Primarie democratiche tra auspici e fatti della realtà
"Non siamo indifferenti all'esito delle primarie del PD, ma il nostro ruolo, quello del PRC e quello della Federazione, resta alternativo e distinto strategicamente"
di Simone Oggionni*
È inutile nasconderci, parlando d’altro. Nella giornata di oggi centinaia di migliaia di persone, elettori del più grande partito d’opposizione nel nostro Paese, cittadini e lavoratori di centro-sinistra, parteciperanno alle primarie per eleggere il nuovo segretario del Pd. È un fatto importante, che va in primo luogo affrontato con il rispetto che dobbiamo a tutti gli eventi che determinano una partecipazione popolare. Sebbene, in questo caso, come la logica “americanizzata” delle primarie necessariamente comporta, ad essere sottoposti al giudizio degli elettori non sono i programmi e i contenuti ma i “candidati leader”, e cioè le figure alle quali provvidenzialmente si affidano le proprie speranze.
Ma veniamo al merito: è giusto, come hanno fatto autorevoli esponenti della nascente Federazione della Sinistra d’alternativa, auspicare la vittoria di Bersani nell’ottica della definizione di un nuovo quadro di alleanze di centro-sinistra?
Noi pensiamo che il crinale sia sottile, perché esistono due elementi tra loro confliggenti che devono essere tenuti in considerazione.
Il primo è che, indubitabilmente, è interesse di tutta la sinistra poter disporre di un partito che compie un’autocritica rispetto all’idea dell’autosufficienza, e che revisiona il proprio profilo politico provando a ricollocarsi nell’alveo della socialdemocrazia.
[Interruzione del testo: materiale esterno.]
PR #161, opened 2025-03-31
Shutdown Tessera gracefully on SIGTERM/SIGINT

### LINKED ISSUE #138: Ensure SIGTERM is caught and graceful shutdown is appropriately handled
**Description**

In K8S, pods are sent `SIGTERM` when they're being stopped by the scheduler (after new requests have been routed away from the pod), and then waits `terminationGracePeriodSeconds` before sending `SIGKILL`; we need to determine how to appropriately handle this situation. For example:

- Ensure the sequencer job runs at least once?
- Then?, ensure a checkpoint is published?
- Clean up database connections, GCS client?

haydentherapper:
Fixes #138

When SIGTERM/SIGINT is sent to the process, which occurs when Kubernetes is shutting down pods, the server gracefully shuts down the gRPC and HTTP servers. Tessera also provides a shutdown function which will wait until a checkpoint has been published that covers all sequenced entries.

This change plumbs this shutdown function through to call it when the server is shutting down.

### DIFF
--- a/pkg/server/serve.go
+++ b/pkg/server/serve.go
@@ -45,7 +45,9 @@ func Serve(ctx context.Context, hc *HTTPConfig, gc *GRPCConfig, s rekorServer, t
 
 	wg.Wait()
 
+	slog.Info("shutting down Tessera sequencer")
 	if err := tesseraShutdownFn(ctx); err != nil {
 		slog.Error("error shutting down Tessera", "error", err)
 	}
+	slog.Info("stopped Tessera sequencer")
 }
--- a/pkg/server/serve.go
+++ b/pkg/server/serve.go
@@ -22,7 +22,7 @@ import (
 )
 
 // Serve starts the grpc server and its http proxy.
-func Serve(ctx context.Context, hc *HTTPConfig, gc *GRPCConfig, s rekorServer) {
+func Serve(ctx context.Context, hc *HTTPConfig, gc *GRPCConfig, s rekorServer, tesseraShutdownFn func(context.Context) error) {
 	var wg sync.WaitGroup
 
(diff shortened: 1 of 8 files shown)


haydentherapper:
Also disabling codecov project coverage. It still shows it in the comment, but won't cause a GitHub Actions failure if there's a percent drop, which this PR had a 0.06% drop. We did this in other Sigstore repos too.

haydentherapper:
Note that arguably this does little at the moment, as the HTTP and gRPC shutdown methods should wait until a checkpoint past the largest log index is published since we use `Await`, and the shutdown methods won't terminate the server until all connections are closed. This would be more meaningful for a log that doesn't use Await.

We could invert the order and call the Tessera shutdown method before shutting down the HTTP and gRPC connections, but this only blocks new writes and not reads, and if the Tessera shutdown adds support for closing Spanner and GCS connections as I requested, then this would cause errors for new read requests.

pkg/server/serve.go
```diff
@@ -44,4 +44,8 @@ func Serve(ctx context.Context, hc *HTTPConfig, gc *GRPCConfig, s rekorServer) {
 	httpMetrics.start(&wg)
 
 	wg.Wait()
+
+	if err := tesseraShutdownFn(ctx); err != nil {
```
jku, line 48: Do we end up with good enough logging that we will be able to tell that we are now waiting for tessera to shutdown, or do we need to explicitly log that?

cmurphy (commented):
lgtm apart from Jussi's question

haydentherapper:
Added log messages.

cmurphy (dismissed):

jku (approved):

PR #163, opened 2025-03-31
Fix metrics test failure when run by itself

### LINKED ISSUE #162: metrics_test fails when run by itself
**Description**

Reproduced with `go test -timeout 30s -tags e2e -run ^TestServe_httpMetricsSmoke$ github.com/sigstore/rekor-tiles/pkg/server`

The test fails because `rekor_http_api_latency` and `rekor_http_requests_total` are not found in the metrics body output.

When running all tests at once with `go test ./...`, this test succeeds.

I'm assuming this failure is because another test will set these metrics.

**Version**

E, da questo punto di vista, Bersani non equivale a Franceschini.
Il secondo è che in alcun modo questo dato oggettivo può ammiccare e alludere alla partecipazione diretta dei nostri iscritti e dei nostri elettori ad una competizione interna ad un altro partito.
Non solo per una questione di igiene politica (che cosa abbiamo detto noi quando settori diffusi del Partito democratico presero parte al nostro dibattito congressuale sostenendo, ça va sans dire, la tesi opposta alla nostra?), ma anche perché sarebbe irrealistico pensare che la vittoria di Bersani determinasse automaticamente una modificazione genetica profonda del Pd e l’abbandono di tutti gli assi fondamentali della politica economica, sociale e internazionale che in questi anni hanno definito un profilo di sostanziale acquiescenza agli interessi dei poteri forti.
Per questo motivo dobbiamo stare bene attenti a scambiare i nostri auspici con i fatti della realtà. E per questo motivo urge ricordare che siamo strategicamente distinti e alternativi.
A chi paventa, motivatamente, il rischio di un nostro isolamento, facciamo notare che la ripresa di un dialogo – necessario, nel pieno della crisi sociale e democratica – tra tutte le forze d’opposizione non può che passare dalla chiarificazione delle proprie rispettive posizioni e dal riconoscimento della diversità dei propri obiettivi di lungo periodo. Non prenderne atto sarebbe il segno della nostra subalternità.